Nikunj Dalmia: But if you buy stocks which are trading at PE multiples of 40 plus, 50 plus, 60 plus, can you make absolute returns?

Basant Maheshwari: We have been making returns. It is not that we have not been making returns, but whether they are overvalued or undervalued one has to take a call.

Nikunj Dalmia: That is a judgment call.

Basant Maheshwari: Cummins is also quoting at a very high PE, but it says we will grow at 5 per cent this year. See, the problem is you have to look at PE not in relation to the growth for the current year, but in terms of how much predictable it is.

If you give me two options — one company growing at 40 per cent for the next two years and trades at a PE of 20, and the other which tells me I want to grow at 20 per cent for the next 20 years trading at a PE 30 — I would rather go with the second option.

Nikunj Dalmia: You are clear on Page for next two or three years? 

Basant Maheshwari: I am happy to own it.

Nikunj Dalmia: Let us move on and talk about housing finance companies (HFCs).

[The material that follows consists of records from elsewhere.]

PR #69, opened 2020-06-26
Save correct cardholder name in Spree::CreditCard

### LINKED ISSUE #68: Card name ignored when adding new card to an order during checkout
https://github.com/solidusio/solidus_stripe/blob/b9c0b8a1db057923176635f0a6d7b30c6c57f5c2/app/models/solidus_stripe/create_intents_payment_service.rb#L64

Currently when a user checks out and adds a new card the name they entire is ignored in favor of the name on the order billing address. Seems like this line should be using the name from the card and not the address, right?

spaghetticode:
When paying with Payment Intents either using the HTML form or the payment request button, we need to properly detect the cardholder name in order to save the correct information in the credit card DB record.

Fixes https://github.com/solidusio/solidus_stripe/issues/68

### DIFF
--- a/app/models/solidus_stripe/create_intents_payment_service.rb
+++ b/app/models/solidus_stripe/create_intents_payment_service.rb
@@ -61,7 +61,7 @@ module SolidusStripe
             cc_type: intent_card['brand'],
             last_digits: intent_card['last4'],
             gateway_payment_profile_id: intent_customer_profile,
-            name: address_full_name,
+            name: card_holder_name || address_full_name,
             address_attributes: address_attributes
           }
         }]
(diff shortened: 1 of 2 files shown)


aldesantis (approved):
@spaghetticode the change itself looks good, but with all these methods and conditionals that extract data from Stripe's response I feel like there's a lot of indirection going on which makes it hard to figure out what's happening. At some point (or even in this PR if you have time) we may want to streamline them by moving more stuff to `payment_params` — it may make the method longer, but it will also make it easier to understand.

aldesantis:
Sounds good, this is GTM as far as I'm concerned!

PR #905, opened 2016-03-18
Add missing alias having_attributes for have_attributes matcher

yujinakayama:


myronmarston:
LGTM.  This definitely brings it into parity with the other matchers.

Issue #907, opened 2016-03-30
The `raise_block_syntax_error` message too confident.


alexaltair:
I'd like to suggest changing the message for this error (currently [here](https://github.com/rspec/rspec-expectations/blob/52bfebf53e8025371d2869aac2b9f272e5b60f3/lib/rspec/matchers/built_in/change.rb#L89)) which says "The block passed to the \`change\` matcher must use \`{ ... }\` instead of do/end".

My first thought was, "How does it know??" because I didn't expect the ruby parser to pass that information on. As it turns out, it doesn't know for sure, it just guesses based on which method received the block argument (discussion [here](https://github.com/rspec/rspec-expectations/issues/137#issuecomment-46356503)). This means that false positives and negatives are possible.

This passes;
```ruby
expect{ subject }.to((change do some_query.count end).by(1))
```

and this fails with the `raise_block_syntax_error`;
```ruby
expect{ subject }.to(change) { some_query.count }.by(1)
```

I'd like the message to say something like, "The \`to\` method does not take a block. Perhaps you used do/end instead of \`{ ... }\`?" (Feel free to close if this issue has been discussed and decided before.)

myronmarston:
If the error message is confusing, I definitely want to see it change.  Want to work up a PR?

JonRowe:
Closing in favour of #908

PR #908, opened 2016-03-30
Clarify what happened in error message.

alexaltair:
C.f. issue https://github.com/rspec/rspec-expectations/issues/907.

### DIFF
--- a/lib/rspec/matchers/built_in/change.rb
+++ b/lib/rspec/matchers/built_in/change.rb
@@ -87,8 +87,8 @@ module RSpec
         end
 
         def raise_block_syntax_error
-          raise SyntaxError, "The block passed to the `change` matcher must " \
-            "use `{ ... }` instead of do/end"
+          raise SyntaxError, "Block not received by the `change` matcher. " \
+          "Perhaps you want to use `{ ... }` instead of do/end?"
         end
 
         def positive_failure_reason
--- a/spec/rspec/matchers/built_in/change_spec.rb
+++ b/spec/rspec/matchers/built_in/change_spec.rb
@@ -223,7 +223,7 @@ RSpec.describe "expect { ... }.to change { block }" do
   it "warns if passed a block using do/end instead of {}" do
     expect do
       expect {}.to change do; end
-    end.to raise_error(SyntaxError, /block passed to the `change` matcher/)
+    end.to raise_error(SyntaxError, /Block not received by the `change` matcher/)
   end
 
   it "provides a #description" do
@@ -257,7 +257,7 @@ RSpec.describe "expect { ... }.not_to change { block }" do
   it "warns if passed a block using do/end instead of {}" do
     expect do
       expect {}.not_to change do; end
-    end.to raise_error(SyntaxError, /block passed to the `change` matcher/)
+    end.to raise_error(SyntaxError, /Block not received by the `change` matcher/)
   end
 end
 


lib/rspec/matchers/built_in/change.rb
```diff
@@ -87,8 +87,8 @@ def initialize(receiver=nil, message=nil, &block)
         end
 
         def raise_block_syntax_error
-          raise SyntaxError, "The block passed to the `change` matcher must " \
-            "use `{ ... }` instead of do/end"
+          raise SyntaxError, "Block passed to the wrong method. Perhaps you " \
```
JonRowe: How about `Block not received by the `change` matcher.` Rather than to `the wrong method`, the later is ambigious as to where the message is coming from.

alexaltair: If I run
```ruby
expect{ subject }.to(change{}){ some_query.count }.by(1)
```
it throws the error. In that case there *is* a block given to the `change` matcher. The check that's done in the code is a positive `block_given?` check through the `to` method (and I think some others?). I'd like to write `Block passed to #{__method__} method` except that I haven't figured out how to do that yet.

JonRowe: If someone does this: `expect{ subject }.to(change{}){ some_query.count }.by(1)` they can expect a weird message because they're doing something completely unsupported, the goal is to provide a clearer message to the majority of use cases, which assumes one block attempting to be passed to the `change` matcher.

alexaltair: Good point.

spec/rspec/matchers/built_in/change_spec.rb
```diff
@@ -223,7 +223,7 @@ def ==(other)
   it "warns if passed a block using do/end instead of {}" do
     expect do
       expect {}.to change do; end
-    end.to raise_error(SyntaxError, /block passed to the `change` matcher/)
+    end.to raise_error(ArgumentError, /Block not received by the `change` matcher/)
```
JonRowe: I think this should still be a `SyntaxError` it's not a Ruby syntax error but it is an RSpec one.

yujinakayama: IMO it should be `ArgumentError` since `SyntaxError` means unparsable Ruby code. Also, `SytaxError` is _not_ a `StandardError`:

```bash
$ ruby -e 'p SyntaxError.ancestors'
[SyntaxError, ScriptError, Exception, Object, Kernel, BasicObject]
```

* http://ruby-doc.org/core-2.3.0/ScriptError.html
* http://ruby-doc.org/core-2.3.0/SyntaxError.html

JonRowe: Well from our perspective it is unparsable! Also not being a `StandardError` doesn't bother us, we inherit from `Exception` for our own errors on purpose.

alexaltair: To me a `SyntaxError` is really profound; it means we haven't even been able to convert a text file to a ruby program yet. Certainly there is a concept of proper Rspec syntax, but `SyntaxError` is Ruby's thing. I'd be totally comfortable with something like `RspecSyntaxError`.

JonRowe: I'm not happy changing this from it's existing usage, please change it back.

JonRowe:
Thanks, can you squash all of these into one commit please and then it LGTM

JonRowe:
Thanks

PR #915, opened 2016-05-25
Implement Range, keywords support for RespondTo matcher.

sleepingkingstudios:


features/built_in_matchers/respond_to.feature
```diff
@@ -19,6 +19,17 @@ Feature: `respond_to` matcher
...
+    expect(obj).to respond_to(:xyz).with_unlimited_arguments
+    ```
+
+  If your Ruby version supports keyword arguments, you can specify a list of keywords accepted
+  by the method.
+
+    ```ruby
+    expect(obj).to respond_to(:foo).with_keywords(:ichi, :ni)
+    expect(obj).to respond_to(:bar).with(2).arguments.and_keywords(:san, :yon)
+    expect(obj).to respond_to(:baz).with_arbitrary_keywords
```
JonRowe: Can you add some scenarios showing usage as portrayed above? They'd need to be tagged so they only run on the relevant rubies however.

lib/rspec/matchers/built_in/respond_to.rb
```diff
@@ -67,18 +107,54 @@ def find_failing_method_names(actual, filter_method)
           @failing_method_names = @names.__send__(filter_method) do |name|
             @actual.respond_to?(name) && matches_arity?(actual, name)
           end
+          @failing_method_names
```
JonRowe: Is this necessary, the above should return that anyway right?

lib/rspec/matchers/built_in/respond_to.rb
```diff
@@ -23,6 +26,43 @@ def with(n)
...
+        #
+        # @example
+        #   expect(obj).to respond_to(:message).with_keywords(:color, :shape)
+        # @example with an expected number of arguments
+        #   expect(obj).to respond_to(:message).with(3).arguments.and_keywords(:color, :shape)
+        def with_keywords(*keywords)
+          @expected_keywords = keywords
+          self
+        end
+        alias :and_keywords :with_keywords
```
JonRowe: I guess it's ok that technically you could to `respond_to(:message).and_keywords(:color, :shape)`

lib/rspec/matchers/built_in/respond_to.rb
```diff
@@ -67,18 +107,54 @@ def find_failing_method_names(actual, filter_method)
...
+          expectation.keywords = @expected_keywords
+          expectation.expect_unlimited_arguments = @unlimited_arguments
+          expectation.expect_arbitrary_keywords  = @arbitrary_keywords
+
+          return true if expectation.empty?
 
           signature = Support::MethodSignature.new(Support.method_handle_for(actual, name))
-          Support::StrictSignatureVerifier.new(signature, Array.new(@expected_arity)).valid?
+
+          Support::StrictSignatureVerifier.new(signature, []).with_expectation(expectation).valid?
```
JonRowe: Does this ever not get an empty array passed in now?

JonRowe:
Some minor feedback, nothing major, hopefully the windows build issues will have been fixed if you rebase too

features/built_in_matchers/respond_to.feature
sleepingkingstudios: @JonRowe I could actually use some help with that, actually - I toyed around with it at the time but couldn't figure out how to tag scenarios to run or not run on specific rubies. Are there other examples I could use as a baseline?

lib/rspec/matchers/built_in/respond_to.rb
sleepingkingstudios: Doesn't hurt anything, I think, and makes the interface more fluent. Just to play devil's advocate, there are a couple of alternatives I can think of:

- Have the 'and_' methods raise an error if there is not already an expectation. Relatively simple to implement and test, but adds a bit of complexity and possibly frustration (e.g. if a user modifies an existing test from `respond_to().with().and_...` to `respond_to().and_...).

- Have the 'with` methods return an object that wraps the matcher and adds the `and_` methods. Much more complicated to implement and test.

Ultimately at least in my opinion the simplicity and being consistent with the object API outweighs the "I can do something kinda funny sounding but it works". As a comparison, RSpec doesn't require composable aliases - you can say `expect().to include(be_a String)`, even if the message would make more sense if you used the `an_instance_of` alias.

lib/rspec/matchers/built_in/respond_to.rb
sleepingkingstudios: At least when I wrote this initially, `Support::StrictSignatureVerifier` was being used in `RSpec::Mocks` as well, for the use case of "does this method match these specific arguments". Before this PR, we were basically faking that by creating an array of empty items to generate our expectation. The `with_expectation(expectation)` call creates an alternate method of defining the behavior the method is supposed to match, but unless that has changed `RSpec::Mocks` still uses the other approach (which makes sense, seeing as it has a list of actual arguments it wants to check).

We probably could make the second argument optional, although that might require another PR to `RSpec::Support`.

JonRowe: It should probably be optional if it's not used at times, another PR is fine.

sleepingkingstudios: https://github.com/rspec/rspec-support/pull/282

features/built_in_matchers/respond_to.feature
JonRowe: Tag them with something like `@skip-when-keyword-args-unsupported` and then add a hook like this into a file in `features/support`.
```Ruby
Around "@skip-when-keyword-args-unsupported" do |_, block|
  require 'rspec/support/ruby_features'
  block.call unless ::RSpec::Support::RubyFeatures.kw_args_supported?
end
```

JonRowe:
I've merged this as is, we're looking at an RSpec 3.5 release this week and I'd like to get this out there with it, but it'd be good to get some scenarios as a followup. If you don't have time this week ping me and I'll take a look at them.

sleepingkingstudios:
@JonRowe https://github.com/rspec/rspec-expectations/pull/921

I may have overdone the features a bit, actually, but that should be reasonably comprehensive. Also fixes a bug in generating failure messages for 3 or more expected keywords.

These stocks have just gone from strength to strength. So, let us first talk about the housing sector. Do you think that the housing sector is on a cusp of economic recovery becauseinterest rates are coming down, affordability is set to move up and there is a renewed thrust on smart cities and affordable housing?

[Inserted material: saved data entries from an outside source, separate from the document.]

PR #916, opened 2016-05-28
Fix include matcher so that it provides a valid diff for hashes

### LINKED ISSUE #887: include matcher shows misleading diff for hashes
With the following example:

```ruby
RSpec.describe "hash matching" do
  it "shows a diff when include matcher fails" do
    actual = {foo: "bar", baz: "qux"}
    expected = {foo: "bar", baz: "quux"}
    expect(actual).to include(expected)
  end
end
```

I get this when it fails:

```
Failures:

  1) hash matching shows a diff when include matcher fails
     Failure/Error: expect(actual).to include(expected)
     
       expected {:foo => "bar", :baz => "qux"} to include {:baz => "quux"}
       Diff:
       @@ -1,2 +1,3 @@
       -[{:foo=>"bar", :baz=>"quux"}]
       +:baz => "qux",
       +:foo => "bar",
       
     # ./hash_include_spec.rb:5:in `block (2 levels) in <top (required)>'
```

There are a couple of things that strike me as wrong here:
1. It seems to indicate that the expected is an array, when it is a hash
2. It didn't show that the `:foo` value was correct

Could this be an issue? Or is this just showing the unavoidable complexity of checking for inclusion here?

yujinakayama:
This fixes #887.

### DIFF
--- a/lib/rspec/matchers/built_in/include.rb
+++ b/lib/rspec/matchers/built_in/include.rb
@@ -5,8 +5,11 @@ module RSpec
       # Provides the implementation for `include`.
       # Not intended to be instantiated directly.
       class Include < BaseMatcher
-        def initialize(*expected)
-          @expected = expected
+        # @private
+        attr_reader :expecteds
+
+        def initialize(*expecteds)
+          @expecteds = expecteds
         end
 
         # @api private
@@ -24,7 +27,7 @@ module RSpec
         # @api private
         # @return [String]
         def description
-          improve_hash_formatting("include#{readable_list_of(expected)}")
+          improve_hash_formatting("include#{readable_list_of(expecteds)}")
         end
 
         # @api private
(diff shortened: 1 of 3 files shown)


lib/rspec/matchers/built_in/include.rb
```diff
@@ -5,8 +5,11 @@ module BuiltIn
       # Provides the implementation for `include`.
       # Not intended to be instantiated directly.
       class Include < BaseMatcher
-        def initialize(*expected)
-          @expected = expected
+        # @private
+        attr_reader :expecteds
```
mrageh: Would the var name `expectations` make more sense?

JonRowe: It's only needed internally but we'd normally call this `expected_as_array`

JonRowe: Actually I think this is ok, it's not expectations because it's expected values but it's ambiguous as to what these are

PR #918, opened 2016-05-31
Fix diffing regression introduced by #916.

myronmarston:
We only want to return a single hash from `expected`
if only one hash was provided.  If multiple hashes
were provided we do not want to merge them for the
purposes of diffing.

Also, we tend to favor `klass === object` checks
over `object.is_a?(klass)` since `object` could
be any user object that defines `is_a?` however
(or does not define it at all), whereas monkey
patching `===` on a core type like `Hash` would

Basant Maheshwari: In addition, if you just have a look around these companies, they were growing at 25-30 per cent when the GDP was growing at 5-5.5 per cent. So, if the GDP moves up, their growth should also go up. More importantly, as I said earlier, look at the entire scale of opportunity. These HFCs can grow at 20 per cent for the next 10-20 years. But, since the stocks have gone up so much in the last three months, they have been trading sideways. The long-term thesis though does not get challenged over here at all.

Nikunj Dalmia: The only fear there is that the entire home finance space is getting competitive; everybody wants to have a piece of that pie. Banks also have their subsidiaries. What is your view on that?

Basant Maheshwari: Once banks start to recover, they are going to lend at 10.25 per cent. There would be no incentive for a bank to fund. They would rather wish the one can take big loans of say Rs 200 crore. The balance sheet size of banks are so huge and large.

So, sometimes dismissing a stock by saying it is at a high PE is not a correct thing to do because the entire market cap of housing finance sector is so small in comparison to the scale of opportunity. Hence, the high PE will remain there. As long as the predictability is there, these stocks will sustain. They are all wholesale borrowers and wholesale rates have started to come down. The effect will also come over the next year or two.